Are you morally wounded? Life can undo your individual moral soul and wreck you out of that former woundedness.
It has taken long to understand the nature of the soul according to its non-inverted cultural invention. I refer to the soul that expects to pass through different stages in life and learn from them. This cultural construct of the soul is also dying, as lifetime events more fluidly supersede each other. The rampant velocities of contemporary politics and science also wreck us out of our moral wounds
Life teaches us nothing, but perhaps we can learn from that. To fill one’s mind with content, with more musts and shoulds, opens up future wounds in an inevitably disappointed soul. Life cannot have the structure one currently imagines it ought to have. A pilgrim these days would have to proceed very slowly indeed to maintain any sense of structure where reality moves exponentially.

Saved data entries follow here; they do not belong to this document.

PR #1269, opened 2020-03-30
endtoend-encryption: clean up and modernize code

fippo:
also use 320px wide video

### DIFF
--- a/src/content/peerconnection/endtoend-encryption/js/videopipe.js
+++ b/src/content/peerconnection/endtoend-encryption/js/videopipe.js
@@ -21,32 +21,15 @@
 //
 'use strict';
 
-function errorHandler(context) {
-  return function(error) {
-    trace('Failure in ' + context + ': ' + error.toString);
-  };
-}
-
-// eslint-disable-next-line no-unused-vars
-function successHandler(context) {
-  return function() {
-    trace('Success in ' + context);
-  };
-}
-
-function noAction() {
-}
-
-
 function VideoPipe(stream, sendTransform, receiveTransform, handler) {
-  const pc1 = new RTCPeerConnection({
+  this.pc1 = new RTCPeerConnection({
     forceEncodedVideoInsertableStreams: !!sendTransform
   });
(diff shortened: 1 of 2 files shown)


src/content/peerconnection/endtoend-encryption/js/videopipe.js
```diff
@@ -58,44 +41,38 @@ function VideoPipe(stream, sendTransform, receiveTransform, handler) {
...
+  this.pc2.ontrack = e => {
     if (receiveTransform) {
       const transform = new TransformStream({
         start() {},
         flush() {},
         transform: receiveTransform
       });
-      const receiverStreams = e.receiver.createEncodedVideoStreams();
+      const {receiver} = e.transceiver;
+      const receiverStreams = receiver.createEncodedVideoStreams();
```
alvestrand: any particular reason why you want to go via the transceiver?

src/content/peerconnection/endtoend-encryption/js/videopipe.js
```diff
@@ -58,44 +41,38 @@ function VideoPipe(stream, sendTransform, receiveTransform, handler) {
...
-    if (event.candidate) {
-      pc1.addIceCandidate(new RTCIceCandidate(event.candidate),
-          noAction, errorHandler('AddIceCandidate'));
-    }
-  };
-  pc2.ontrack = function(e) {
+  this.pc2.ontrack = e => {
     if (receiveTransform) {
       const transform = new TransformStream({
         start() {},
```
lgrahl, line 47: Nit: These are optional (`start` and `flush`)

fippo: wrong PR for nitting on that :-)

src/content/peerconnection/endtoend-encryption/js/videopipe.js
fippo: in general because the transceiver is better for matching things (e.g. with mid) than the receiver but that isn't relevant to this example so removed it.

PR #1270, opened 2020-03-30
make it work when there is an audio track + fix style nits

fippo:
i assume you're going to squash the PR before merging so don't care about the commit messages :-)


fippo:
argh...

Life itself has nothing to teach us, for it does not take an interest in us in that way. What we have left are our experiences. These may teach us lessons, but only those we wish to learn. Supposing the ground for such learning has not been prepared, one will be left with nothing. To learn from what one is capable of teaching oneself requires good manners. One must respect the teacher, who is superbly deficient in the knowledge and ability to teach. Another must command the student, who doesn’t see the point in any of this. This knowledge is not authoritative but personal. The student requests to be nailed to a crucifix, because it’s safer to rely on the authority of others than to proceed with this highly unsatisfactory state of affairs. Eternal woundedness is the price he is willing to pay for certainty, an absolution that will be denied him.
“There’s only You and You-Yourself , so work together!”
So one regresses, since one does not know the way forward. There one is, in one’s worst nightmares, staring back at one. Experiential lessons multiply, but there are no answers as to how to live according to morality and the ideal. One’s former self stares back at one.
Perhaps then, life is not a moral journey, but an experiential one. Does one not have enough food to eat? Was Jesus hungry? Morality nails one to the sticking point, but where there are two, one is still free to wander.
“Does he find enough food in this experience? Or must he be compelled to repeat it?” Such is the reflection of the shamanic self.
Jesus in plaster-form writhes in his agony, assured that he will never eat again, but human forms march on, consuming their experiences and transmuting. There’s no meaning to this reality. But if one cannot consume one’s experiences, one remains adrift in a space where life has little meaning. Some learn to take the food and drink the drink and wreck themselves out of their woundedness.
The teacher is accursed as is the pupil, but both of them shall make their way beyond the cross and hopes of immortality.
Behold! And one and one is suddenly reborn, out of the devil’s own behind.